**SUPPLIED ENTRIES:**

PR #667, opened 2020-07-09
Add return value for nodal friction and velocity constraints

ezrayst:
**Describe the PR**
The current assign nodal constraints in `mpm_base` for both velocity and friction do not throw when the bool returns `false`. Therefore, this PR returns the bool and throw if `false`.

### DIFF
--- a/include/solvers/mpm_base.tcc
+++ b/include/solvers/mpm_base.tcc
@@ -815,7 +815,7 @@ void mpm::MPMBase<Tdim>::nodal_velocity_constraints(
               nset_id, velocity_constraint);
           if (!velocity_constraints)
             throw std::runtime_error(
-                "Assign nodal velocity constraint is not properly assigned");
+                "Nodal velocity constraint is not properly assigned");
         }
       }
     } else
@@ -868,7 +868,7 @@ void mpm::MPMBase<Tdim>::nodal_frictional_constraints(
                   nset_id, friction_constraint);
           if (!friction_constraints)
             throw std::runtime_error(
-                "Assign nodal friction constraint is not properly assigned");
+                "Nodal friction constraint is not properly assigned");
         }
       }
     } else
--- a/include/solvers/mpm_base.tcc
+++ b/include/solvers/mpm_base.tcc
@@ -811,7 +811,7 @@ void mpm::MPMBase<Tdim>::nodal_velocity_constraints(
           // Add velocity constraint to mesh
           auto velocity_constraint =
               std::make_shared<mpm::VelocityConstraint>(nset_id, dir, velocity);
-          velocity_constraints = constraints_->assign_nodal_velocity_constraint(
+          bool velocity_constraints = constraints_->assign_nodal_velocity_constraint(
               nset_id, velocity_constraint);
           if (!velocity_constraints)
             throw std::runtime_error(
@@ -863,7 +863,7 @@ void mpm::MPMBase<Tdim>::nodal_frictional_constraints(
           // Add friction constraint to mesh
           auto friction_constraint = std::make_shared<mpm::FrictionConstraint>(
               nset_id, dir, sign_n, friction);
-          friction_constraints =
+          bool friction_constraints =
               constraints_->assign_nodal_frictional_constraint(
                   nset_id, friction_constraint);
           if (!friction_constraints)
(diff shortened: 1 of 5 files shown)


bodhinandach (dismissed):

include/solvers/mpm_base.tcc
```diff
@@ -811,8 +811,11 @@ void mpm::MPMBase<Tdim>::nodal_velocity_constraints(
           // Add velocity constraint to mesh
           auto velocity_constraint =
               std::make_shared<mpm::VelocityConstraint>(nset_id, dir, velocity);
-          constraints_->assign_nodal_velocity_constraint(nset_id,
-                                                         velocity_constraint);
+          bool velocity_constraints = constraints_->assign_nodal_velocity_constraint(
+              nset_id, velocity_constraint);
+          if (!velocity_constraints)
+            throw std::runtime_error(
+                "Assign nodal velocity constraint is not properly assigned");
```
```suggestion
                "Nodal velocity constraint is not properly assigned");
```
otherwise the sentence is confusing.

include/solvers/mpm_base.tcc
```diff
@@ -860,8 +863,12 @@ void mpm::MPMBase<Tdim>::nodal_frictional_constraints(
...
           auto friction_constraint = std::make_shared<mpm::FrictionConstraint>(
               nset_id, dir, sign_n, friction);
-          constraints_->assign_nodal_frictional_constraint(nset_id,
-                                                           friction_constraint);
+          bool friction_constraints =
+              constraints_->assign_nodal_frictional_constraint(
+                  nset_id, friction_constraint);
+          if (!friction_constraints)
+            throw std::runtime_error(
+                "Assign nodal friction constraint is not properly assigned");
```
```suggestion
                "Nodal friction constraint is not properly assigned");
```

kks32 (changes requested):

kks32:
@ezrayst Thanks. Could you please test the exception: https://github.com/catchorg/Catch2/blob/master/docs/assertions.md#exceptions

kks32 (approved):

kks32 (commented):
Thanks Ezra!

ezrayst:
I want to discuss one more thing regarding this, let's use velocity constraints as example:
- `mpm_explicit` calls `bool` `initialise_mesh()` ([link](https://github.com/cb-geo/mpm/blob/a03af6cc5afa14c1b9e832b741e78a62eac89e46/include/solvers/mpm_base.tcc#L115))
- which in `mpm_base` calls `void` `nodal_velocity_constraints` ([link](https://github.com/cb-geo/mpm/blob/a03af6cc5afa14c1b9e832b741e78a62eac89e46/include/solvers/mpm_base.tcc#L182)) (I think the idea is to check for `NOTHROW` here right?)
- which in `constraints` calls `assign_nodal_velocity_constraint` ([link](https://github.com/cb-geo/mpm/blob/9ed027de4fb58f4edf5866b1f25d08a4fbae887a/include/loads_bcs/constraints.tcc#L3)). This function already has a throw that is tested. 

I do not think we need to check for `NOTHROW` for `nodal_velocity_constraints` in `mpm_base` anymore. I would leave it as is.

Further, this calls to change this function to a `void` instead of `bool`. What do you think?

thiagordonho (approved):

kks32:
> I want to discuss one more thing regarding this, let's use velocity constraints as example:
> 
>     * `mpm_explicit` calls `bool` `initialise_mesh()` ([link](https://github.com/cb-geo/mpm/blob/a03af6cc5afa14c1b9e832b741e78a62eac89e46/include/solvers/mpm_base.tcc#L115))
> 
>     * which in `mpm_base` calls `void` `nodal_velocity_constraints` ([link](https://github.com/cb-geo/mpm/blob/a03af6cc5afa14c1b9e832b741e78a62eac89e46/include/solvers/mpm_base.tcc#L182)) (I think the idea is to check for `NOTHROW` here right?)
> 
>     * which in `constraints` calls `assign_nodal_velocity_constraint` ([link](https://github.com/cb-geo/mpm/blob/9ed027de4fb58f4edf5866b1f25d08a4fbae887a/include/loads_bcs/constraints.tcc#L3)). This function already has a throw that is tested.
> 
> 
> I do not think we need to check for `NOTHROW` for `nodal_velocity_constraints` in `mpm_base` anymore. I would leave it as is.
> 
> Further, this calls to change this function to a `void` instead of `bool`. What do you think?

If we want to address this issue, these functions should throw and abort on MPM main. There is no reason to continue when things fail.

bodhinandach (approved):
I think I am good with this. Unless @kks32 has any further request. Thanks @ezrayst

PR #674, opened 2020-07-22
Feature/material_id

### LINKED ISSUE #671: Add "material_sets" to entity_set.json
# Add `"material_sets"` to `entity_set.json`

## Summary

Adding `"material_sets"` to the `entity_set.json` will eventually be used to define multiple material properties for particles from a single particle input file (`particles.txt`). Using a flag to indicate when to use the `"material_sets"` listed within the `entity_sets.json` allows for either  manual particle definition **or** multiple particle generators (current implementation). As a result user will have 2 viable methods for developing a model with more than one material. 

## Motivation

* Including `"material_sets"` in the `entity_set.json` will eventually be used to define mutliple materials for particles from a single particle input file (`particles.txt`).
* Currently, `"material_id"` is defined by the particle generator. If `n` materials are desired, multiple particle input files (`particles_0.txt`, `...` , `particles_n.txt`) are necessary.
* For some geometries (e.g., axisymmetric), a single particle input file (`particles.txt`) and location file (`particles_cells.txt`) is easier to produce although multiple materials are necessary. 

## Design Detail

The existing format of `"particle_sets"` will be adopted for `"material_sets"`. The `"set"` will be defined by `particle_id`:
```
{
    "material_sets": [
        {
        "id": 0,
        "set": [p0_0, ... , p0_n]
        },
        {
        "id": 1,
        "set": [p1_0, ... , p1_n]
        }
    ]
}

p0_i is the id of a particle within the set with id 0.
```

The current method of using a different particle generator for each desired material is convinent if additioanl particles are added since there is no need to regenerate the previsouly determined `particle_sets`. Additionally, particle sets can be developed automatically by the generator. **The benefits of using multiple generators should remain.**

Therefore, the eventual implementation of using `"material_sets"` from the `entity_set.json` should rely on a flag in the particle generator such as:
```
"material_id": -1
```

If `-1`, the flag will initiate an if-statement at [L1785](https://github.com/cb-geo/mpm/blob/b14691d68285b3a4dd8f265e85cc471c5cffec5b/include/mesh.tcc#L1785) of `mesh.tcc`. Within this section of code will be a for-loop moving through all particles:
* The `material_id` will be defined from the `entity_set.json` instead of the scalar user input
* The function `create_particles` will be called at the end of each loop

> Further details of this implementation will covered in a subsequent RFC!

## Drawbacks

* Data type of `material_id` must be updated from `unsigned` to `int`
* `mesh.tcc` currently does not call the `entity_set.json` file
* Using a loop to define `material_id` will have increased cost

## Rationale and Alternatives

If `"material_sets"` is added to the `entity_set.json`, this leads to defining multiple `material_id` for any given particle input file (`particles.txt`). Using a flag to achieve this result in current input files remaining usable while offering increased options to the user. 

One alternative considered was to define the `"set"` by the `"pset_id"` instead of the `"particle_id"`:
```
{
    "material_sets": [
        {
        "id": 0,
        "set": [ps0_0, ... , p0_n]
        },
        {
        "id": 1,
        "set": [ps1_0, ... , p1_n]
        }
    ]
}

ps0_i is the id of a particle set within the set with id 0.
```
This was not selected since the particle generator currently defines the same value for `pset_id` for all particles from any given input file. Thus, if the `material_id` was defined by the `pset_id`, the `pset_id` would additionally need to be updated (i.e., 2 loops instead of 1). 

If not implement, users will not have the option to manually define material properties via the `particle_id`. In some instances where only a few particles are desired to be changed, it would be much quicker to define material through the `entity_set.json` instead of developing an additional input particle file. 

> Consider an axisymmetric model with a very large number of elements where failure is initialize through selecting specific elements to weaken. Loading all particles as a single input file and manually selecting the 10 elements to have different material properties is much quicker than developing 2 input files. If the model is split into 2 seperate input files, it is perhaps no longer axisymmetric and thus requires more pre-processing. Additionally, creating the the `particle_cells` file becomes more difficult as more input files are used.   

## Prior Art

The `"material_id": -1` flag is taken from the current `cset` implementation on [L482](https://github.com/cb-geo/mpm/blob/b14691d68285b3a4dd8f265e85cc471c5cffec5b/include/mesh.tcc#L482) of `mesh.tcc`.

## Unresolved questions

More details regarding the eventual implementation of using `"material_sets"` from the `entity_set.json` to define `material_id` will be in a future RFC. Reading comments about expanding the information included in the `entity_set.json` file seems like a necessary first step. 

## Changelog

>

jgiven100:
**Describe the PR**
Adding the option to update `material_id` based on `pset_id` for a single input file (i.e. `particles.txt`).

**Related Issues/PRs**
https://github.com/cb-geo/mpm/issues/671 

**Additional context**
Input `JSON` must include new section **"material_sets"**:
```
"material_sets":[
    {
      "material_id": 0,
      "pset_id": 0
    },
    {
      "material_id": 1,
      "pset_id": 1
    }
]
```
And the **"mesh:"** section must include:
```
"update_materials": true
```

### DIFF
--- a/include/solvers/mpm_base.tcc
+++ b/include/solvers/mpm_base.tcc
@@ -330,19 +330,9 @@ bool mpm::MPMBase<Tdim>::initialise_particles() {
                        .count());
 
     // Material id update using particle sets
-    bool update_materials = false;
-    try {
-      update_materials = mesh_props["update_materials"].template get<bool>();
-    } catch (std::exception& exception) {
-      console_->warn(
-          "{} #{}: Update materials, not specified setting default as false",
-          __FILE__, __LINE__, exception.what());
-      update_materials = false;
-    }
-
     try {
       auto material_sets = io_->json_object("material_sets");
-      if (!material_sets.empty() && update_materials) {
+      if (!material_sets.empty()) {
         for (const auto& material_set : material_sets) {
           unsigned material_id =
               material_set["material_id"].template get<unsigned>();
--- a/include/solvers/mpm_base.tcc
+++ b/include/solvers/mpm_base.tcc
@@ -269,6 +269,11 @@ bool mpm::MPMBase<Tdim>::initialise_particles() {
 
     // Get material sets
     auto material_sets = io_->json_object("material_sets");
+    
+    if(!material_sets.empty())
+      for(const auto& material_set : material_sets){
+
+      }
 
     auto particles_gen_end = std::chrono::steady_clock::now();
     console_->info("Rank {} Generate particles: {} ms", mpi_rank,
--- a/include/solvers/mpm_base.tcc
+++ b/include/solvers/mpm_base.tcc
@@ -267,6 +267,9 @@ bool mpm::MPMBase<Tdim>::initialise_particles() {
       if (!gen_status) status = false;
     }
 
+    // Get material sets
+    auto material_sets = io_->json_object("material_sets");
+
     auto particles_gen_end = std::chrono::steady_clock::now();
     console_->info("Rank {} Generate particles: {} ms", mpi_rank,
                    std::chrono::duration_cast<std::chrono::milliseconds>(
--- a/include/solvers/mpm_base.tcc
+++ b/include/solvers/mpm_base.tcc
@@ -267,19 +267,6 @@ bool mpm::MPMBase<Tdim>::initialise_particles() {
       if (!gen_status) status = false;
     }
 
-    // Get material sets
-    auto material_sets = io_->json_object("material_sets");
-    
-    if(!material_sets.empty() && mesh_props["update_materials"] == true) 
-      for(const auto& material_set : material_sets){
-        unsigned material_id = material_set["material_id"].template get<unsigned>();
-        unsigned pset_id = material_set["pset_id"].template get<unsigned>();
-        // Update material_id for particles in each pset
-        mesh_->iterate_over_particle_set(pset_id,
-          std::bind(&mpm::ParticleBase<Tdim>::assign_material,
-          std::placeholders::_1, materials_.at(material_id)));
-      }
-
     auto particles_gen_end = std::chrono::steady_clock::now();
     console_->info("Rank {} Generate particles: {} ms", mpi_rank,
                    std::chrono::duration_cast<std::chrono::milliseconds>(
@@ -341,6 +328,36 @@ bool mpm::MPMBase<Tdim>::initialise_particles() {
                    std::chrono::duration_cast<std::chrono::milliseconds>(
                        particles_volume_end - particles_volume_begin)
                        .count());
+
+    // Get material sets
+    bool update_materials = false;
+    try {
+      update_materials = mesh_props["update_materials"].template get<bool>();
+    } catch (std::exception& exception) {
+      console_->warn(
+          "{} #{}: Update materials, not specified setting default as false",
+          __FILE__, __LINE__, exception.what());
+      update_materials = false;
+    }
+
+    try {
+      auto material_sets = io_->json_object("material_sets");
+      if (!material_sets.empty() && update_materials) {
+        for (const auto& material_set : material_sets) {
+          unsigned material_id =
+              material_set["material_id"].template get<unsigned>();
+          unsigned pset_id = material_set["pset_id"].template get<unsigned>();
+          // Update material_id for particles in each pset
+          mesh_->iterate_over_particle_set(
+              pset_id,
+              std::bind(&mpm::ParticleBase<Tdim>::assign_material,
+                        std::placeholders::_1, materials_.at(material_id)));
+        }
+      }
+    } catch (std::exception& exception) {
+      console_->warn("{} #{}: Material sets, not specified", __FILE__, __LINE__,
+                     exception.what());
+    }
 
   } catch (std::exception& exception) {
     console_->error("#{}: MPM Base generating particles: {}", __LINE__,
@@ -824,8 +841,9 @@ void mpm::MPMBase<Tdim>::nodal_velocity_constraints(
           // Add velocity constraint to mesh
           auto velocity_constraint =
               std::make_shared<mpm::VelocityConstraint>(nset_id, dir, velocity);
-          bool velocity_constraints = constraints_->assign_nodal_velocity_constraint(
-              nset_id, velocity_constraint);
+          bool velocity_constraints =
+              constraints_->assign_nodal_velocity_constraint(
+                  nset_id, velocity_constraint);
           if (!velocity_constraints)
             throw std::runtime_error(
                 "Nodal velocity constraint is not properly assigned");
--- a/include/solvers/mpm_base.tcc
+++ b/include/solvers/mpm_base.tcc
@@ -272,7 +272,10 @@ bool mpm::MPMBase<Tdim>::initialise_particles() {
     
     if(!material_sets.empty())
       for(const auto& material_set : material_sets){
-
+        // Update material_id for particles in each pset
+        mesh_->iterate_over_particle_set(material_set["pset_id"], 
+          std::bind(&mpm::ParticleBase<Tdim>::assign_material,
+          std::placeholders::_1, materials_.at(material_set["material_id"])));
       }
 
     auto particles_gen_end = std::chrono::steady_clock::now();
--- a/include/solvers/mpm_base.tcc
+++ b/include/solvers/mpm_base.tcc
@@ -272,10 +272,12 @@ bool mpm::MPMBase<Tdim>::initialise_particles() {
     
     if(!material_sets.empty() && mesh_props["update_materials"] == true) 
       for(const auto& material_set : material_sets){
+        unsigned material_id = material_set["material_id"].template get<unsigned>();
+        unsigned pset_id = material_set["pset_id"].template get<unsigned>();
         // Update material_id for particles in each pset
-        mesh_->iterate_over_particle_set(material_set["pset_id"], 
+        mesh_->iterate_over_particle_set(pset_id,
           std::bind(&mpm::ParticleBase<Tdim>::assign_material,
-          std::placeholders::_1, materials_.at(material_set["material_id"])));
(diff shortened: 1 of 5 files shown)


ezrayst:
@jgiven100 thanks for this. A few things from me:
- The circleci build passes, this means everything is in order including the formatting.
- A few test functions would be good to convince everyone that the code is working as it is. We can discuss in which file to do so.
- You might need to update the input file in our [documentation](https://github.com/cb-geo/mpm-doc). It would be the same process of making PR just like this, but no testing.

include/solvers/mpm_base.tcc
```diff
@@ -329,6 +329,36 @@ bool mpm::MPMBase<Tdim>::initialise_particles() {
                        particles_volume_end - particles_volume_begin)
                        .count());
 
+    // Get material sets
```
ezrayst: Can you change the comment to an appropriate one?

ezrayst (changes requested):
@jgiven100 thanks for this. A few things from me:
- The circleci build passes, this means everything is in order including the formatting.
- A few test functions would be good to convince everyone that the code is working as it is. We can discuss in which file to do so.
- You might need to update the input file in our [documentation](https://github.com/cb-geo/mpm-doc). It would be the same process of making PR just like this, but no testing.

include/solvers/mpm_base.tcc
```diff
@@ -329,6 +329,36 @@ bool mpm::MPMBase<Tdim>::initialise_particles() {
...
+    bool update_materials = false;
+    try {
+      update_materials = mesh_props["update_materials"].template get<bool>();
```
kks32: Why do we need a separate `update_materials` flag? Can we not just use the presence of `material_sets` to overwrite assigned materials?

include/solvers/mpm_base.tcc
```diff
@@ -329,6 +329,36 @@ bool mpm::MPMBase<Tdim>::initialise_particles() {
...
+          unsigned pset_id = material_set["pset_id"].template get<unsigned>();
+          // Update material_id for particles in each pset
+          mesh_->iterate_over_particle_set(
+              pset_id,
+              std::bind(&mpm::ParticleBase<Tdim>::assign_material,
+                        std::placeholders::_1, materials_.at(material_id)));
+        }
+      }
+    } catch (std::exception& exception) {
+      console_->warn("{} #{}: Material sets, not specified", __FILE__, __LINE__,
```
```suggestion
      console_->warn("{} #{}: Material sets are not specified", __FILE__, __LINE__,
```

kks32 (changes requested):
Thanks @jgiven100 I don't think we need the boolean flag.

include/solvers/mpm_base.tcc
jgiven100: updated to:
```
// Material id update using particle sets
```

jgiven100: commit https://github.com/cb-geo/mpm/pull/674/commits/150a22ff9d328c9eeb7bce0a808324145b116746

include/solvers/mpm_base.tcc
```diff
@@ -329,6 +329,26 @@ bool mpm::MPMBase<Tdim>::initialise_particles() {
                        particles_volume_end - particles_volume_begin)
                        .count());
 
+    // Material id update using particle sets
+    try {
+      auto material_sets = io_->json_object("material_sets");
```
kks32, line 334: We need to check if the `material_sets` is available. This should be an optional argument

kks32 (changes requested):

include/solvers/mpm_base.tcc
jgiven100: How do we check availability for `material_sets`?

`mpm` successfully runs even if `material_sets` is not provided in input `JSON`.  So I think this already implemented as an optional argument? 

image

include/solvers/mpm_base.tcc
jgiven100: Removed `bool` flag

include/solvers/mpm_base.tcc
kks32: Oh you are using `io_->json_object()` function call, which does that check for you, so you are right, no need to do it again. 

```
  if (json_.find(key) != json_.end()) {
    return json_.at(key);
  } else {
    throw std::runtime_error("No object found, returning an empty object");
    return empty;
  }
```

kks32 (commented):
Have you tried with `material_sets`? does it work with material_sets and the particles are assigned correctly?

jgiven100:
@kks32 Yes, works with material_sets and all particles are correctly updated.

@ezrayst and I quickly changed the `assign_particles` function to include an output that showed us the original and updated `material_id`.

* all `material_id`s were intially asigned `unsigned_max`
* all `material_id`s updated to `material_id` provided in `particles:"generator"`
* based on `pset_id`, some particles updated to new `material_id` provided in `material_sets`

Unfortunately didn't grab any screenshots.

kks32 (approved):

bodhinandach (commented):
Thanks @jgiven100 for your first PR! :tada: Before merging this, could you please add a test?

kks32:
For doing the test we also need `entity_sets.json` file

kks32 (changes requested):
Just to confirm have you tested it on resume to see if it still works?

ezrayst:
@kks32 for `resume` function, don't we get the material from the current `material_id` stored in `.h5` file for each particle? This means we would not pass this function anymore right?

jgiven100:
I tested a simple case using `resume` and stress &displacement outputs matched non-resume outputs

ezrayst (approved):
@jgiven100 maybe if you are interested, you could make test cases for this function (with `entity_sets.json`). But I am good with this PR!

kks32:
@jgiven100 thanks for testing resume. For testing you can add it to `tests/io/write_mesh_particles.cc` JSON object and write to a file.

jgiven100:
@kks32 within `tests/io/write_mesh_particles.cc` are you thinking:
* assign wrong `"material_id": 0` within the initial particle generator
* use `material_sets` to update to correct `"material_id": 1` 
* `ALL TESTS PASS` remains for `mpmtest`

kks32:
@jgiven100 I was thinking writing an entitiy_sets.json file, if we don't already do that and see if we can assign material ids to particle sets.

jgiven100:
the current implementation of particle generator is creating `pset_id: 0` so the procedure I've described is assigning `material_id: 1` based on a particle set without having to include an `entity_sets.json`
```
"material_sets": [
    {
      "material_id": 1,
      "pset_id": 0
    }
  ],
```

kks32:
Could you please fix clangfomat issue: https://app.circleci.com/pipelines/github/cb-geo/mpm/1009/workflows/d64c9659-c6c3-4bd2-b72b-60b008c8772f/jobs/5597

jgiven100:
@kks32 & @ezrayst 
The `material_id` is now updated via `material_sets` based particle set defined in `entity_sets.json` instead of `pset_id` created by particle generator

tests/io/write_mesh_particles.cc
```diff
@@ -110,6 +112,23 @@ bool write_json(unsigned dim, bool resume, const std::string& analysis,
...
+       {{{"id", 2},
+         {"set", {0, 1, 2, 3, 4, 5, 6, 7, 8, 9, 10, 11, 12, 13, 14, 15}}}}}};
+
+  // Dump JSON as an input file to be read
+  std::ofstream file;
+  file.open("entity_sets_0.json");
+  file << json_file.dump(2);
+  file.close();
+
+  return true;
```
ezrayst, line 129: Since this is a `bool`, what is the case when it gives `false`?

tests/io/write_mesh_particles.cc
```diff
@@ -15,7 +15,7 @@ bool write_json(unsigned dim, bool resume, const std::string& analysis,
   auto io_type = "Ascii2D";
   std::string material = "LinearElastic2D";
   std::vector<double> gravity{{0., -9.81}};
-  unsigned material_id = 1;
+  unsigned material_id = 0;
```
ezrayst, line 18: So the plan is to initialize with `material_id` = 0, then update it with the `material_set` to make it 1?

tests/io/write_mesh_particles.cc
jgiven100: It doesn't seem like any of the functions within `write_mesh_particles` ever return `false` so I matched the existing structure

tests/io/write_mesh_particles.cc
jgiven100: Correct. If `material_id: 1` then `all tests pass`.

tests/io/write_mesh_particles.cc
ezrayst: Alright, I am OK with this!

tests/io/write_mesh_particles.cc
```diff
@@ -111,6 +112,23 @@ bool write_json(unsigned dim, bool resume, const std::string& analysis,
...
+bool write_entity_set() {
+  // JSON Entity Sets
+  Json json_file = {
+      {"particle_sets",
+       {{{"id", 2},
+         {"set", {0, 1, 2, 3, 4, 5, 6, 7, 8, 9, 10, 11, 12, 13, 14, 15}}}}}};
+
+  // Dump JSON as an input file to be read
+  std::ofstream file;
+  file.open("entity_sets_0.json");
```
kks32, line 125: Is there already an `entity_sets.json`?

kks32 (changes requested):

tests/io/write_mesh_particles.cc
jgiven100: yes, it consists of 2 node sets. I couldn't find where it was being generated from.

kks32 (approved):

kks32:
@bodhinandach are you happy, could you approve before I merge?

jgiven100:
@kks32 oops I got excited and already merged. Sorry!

**YOUR TASK:** Every line above from the line with "If not implement, users" to the line with "## Unresolved questions", inclusive, must be returned exactly; no other line belongs in the reply.

**WRITTEN ANSWER:**
If not implement, users will not have the option to manually define material properties via the `particle_id`. In some instances where only a few particles are desired to be changed, it would be much quicker to define material through the `entity_set.json` instead of developing an additional input particle file. 

> Consider an axisymmetric model with a very large number of elements where failure is initialize through selecting specific elements to weaken. Loading all particles as a single input file and manually selecting the 10 elements to have different material properties is much quicker than developing 2 input files. If the model is split into 2 seperate input files, it is perhaps no longer axisymmetric and thus requires more pre-processing. Additionally, creating the the `particle_cells` file becomes more difficult as more input files are used.   

## Prior Art

The `"material_id": -1` flag is taken from the current `cset` implementation on [L482](https://github.com/cb-geo/mpm/blob/b14691d68285b3a4dd8f265e85cc471c5cffec5b/include/mesh.tcc#L482) of `mesh.tcc`.

## Unresolved questions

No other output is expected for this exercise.